- **WHAT TO WORK ON**
Lines containing the word "xutian": say how many there are in the listing, with only the number as the answer.

- **SOURCE DATA**
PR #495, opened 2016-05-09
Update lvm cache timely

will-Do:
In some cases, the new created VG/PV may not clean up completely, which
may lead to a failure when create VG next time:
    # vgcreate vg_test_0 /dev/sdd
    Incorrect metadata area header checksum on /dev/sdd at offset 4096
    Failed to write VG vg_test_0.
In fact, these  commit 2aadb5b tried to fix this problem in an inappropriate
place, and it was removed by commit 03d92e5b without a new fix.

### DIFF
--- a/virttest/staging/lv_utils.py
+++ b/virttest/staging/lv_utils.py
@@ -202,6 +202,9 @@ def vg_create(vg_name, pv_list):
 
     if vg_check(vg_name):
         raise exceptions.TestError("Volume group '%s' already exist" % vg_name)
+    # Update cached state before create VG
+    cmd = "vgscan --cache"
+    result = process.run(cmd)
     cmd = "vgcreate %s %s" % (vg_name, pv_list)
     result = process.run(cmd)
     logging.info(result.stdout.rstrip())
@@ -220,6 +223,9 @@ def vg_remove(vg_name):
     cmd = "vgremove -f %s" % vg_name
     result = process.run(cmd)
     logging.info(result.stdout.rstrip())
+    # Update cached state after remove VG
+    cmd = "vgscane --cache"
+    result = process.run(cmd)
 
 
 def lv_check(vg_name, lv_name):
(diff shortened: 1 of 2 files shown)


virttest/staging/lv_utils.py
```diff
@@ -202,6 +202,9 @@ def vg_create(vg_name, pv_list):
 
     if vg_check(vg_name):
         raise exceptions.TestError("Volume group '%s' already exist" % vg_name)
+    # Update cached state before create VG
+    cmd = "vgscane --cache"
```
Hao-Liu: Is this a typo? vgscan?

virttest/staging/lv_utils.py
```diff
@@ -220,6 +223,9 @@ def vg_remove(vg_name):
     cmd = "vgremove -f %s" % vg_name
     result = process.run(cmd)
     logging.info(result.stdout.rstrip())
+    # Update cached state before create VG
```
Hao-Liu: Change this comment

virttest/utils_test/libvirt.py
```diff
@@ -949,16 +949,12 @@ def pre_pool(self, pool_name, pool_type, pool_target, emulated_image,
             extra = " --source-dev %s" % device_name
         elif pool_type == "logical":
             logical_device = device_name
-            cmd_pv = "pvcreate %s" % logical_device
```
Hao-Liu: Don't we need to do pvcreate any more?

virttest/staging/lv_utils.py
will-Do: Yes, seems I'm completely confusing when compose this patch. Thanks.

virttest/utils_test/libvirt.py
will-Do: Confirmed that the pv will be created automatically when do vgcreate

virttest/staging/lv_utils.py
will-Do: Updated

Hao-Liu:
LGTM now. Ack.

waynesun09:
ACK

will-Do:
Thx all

==

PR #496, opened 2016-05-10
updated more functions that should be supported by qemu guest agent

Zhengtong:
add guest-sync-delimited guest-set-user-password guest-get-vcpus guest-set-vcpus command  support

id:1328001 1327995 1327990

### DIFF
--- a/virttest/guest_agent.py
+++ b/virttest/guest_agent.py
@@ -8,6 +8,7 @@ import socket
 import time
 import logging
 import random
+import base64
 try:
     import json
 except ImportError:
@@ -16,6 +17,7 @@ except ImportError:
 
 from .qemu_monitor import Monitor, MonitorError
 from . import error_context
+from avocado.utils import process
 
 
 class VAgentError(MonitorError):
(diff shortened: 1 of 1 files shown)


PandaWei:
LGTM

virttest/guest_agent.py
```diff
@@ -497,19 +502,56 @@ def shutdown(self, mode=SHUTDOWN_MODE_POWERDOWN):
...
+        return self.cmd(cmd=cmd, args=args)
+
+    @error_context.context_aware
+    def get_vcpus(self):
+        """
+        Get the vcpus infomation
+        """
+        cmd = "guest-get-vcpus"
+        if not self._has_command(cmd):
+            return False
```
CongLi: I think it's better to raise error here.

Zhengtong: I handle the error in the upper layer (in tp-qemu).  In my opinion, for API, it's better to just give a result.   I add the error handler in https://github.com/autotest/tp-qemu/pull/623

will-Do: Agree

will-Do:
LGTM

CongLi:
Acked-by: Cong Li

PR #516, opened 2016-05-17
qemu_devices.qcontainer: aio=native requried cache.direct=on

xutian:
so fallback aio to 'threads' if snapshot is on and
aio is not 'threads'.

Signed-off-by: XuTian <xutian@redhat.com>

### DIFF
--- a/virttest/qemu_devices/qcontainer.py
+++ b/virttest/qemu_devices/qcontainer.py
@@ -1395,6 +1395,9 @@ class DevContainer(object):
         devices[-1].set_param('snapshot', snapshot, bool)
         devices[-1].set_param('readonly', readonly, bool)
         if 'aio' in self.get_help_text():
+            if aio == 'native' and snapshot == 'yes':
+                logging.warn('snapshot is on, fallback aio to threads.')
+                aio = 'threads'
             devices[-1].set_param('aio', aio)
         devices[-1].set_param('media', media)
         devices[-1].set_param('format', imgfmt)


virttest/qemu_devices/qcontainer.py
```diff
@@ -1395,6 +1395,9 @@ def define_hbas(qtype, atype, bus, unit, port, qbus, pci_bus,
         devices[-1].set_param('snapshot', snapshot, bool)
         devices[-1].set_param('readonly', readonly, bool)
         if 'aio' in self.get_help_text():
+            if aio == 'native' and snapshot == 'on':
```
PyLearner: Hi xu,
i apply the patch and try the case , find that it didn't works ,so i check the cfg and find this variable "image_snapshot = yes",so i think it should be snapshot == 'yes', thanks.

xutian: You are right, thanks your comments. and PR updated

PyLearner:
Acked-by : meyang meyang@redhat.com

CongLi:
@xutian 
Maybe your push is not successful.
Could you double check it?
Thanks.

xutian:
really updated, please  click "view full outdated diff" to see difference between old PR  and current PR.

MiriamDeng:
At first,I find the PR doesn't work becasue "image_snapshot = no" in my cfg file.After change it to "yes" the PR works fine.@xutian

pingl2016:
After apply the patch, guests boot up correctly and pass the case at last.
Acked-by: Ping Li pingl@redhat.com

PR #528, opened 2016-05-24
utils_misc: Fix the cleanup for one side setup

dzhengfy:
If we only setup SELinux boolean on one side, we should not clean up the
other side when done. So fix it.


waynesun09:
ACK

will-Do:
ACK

* * *

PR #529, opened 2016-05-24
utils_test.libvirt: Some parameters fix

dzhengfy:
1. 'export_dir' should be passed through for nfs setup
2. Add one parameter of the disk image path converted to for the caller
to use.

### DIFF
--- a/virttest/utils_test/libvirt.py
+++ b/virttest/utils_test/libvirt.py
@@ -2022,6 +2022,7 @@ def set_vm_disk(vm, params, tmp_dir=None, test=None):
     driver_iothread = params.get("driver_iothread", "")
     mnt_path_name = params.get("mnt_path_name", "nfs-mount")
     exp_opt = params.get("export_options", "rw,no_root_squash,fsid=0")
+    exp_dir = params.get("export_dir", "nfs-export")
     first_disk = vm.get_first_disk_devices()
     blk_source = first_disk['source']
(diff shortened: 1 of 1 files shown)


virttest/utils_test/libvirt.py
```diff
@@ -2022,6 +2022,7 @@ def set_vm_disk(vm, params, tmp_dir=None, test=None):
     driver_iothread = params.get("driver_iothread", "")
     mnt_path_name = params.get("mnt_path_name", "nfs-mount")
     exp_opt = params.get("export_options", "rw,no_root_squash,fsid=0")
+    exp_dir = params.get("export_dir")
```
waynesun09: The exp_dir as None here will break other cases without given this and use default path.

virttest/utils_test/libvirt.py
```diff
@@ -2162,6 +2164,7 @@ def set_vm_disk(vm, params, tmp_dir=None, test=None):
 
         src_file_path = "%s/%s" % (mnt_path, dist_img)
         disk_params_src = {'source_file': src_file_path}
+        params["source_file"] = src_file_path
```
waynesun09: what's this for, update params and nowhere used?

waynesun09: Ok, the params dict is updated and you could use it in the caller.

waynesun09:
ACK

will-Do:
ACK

- **EXPECTED OUTPUT**
6